TASK OBJECTIVE: The lines to return are those below that contain the word "size".

MATERIAL SUPPLIED section start

PR #379, opened 2023-05-17
Fix search result font size too small issue on Mac

czlitony:
# Problem

The search result font size is too small on Mac.
Snipaste_2023-05-17_20-56-14

# Fix
Increasing the search result font size to 14 on Mac.
Snipaste_2023-05-17_20-59-18


dail8859:
I'm not sure how high DPI and screen resolution come into play so I committed a slight variation on this in 41e48b724d2f1c50a2a4d4a4f9c523cc79830bb4 so it only affects MacOS.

MATERIAL SUPPLIED section end

YOUR RESPONSE:
Fix search result font size too small issue on Mac
The search result font size is too small on Mac.
Increasing the search result font size to 14 on Mac.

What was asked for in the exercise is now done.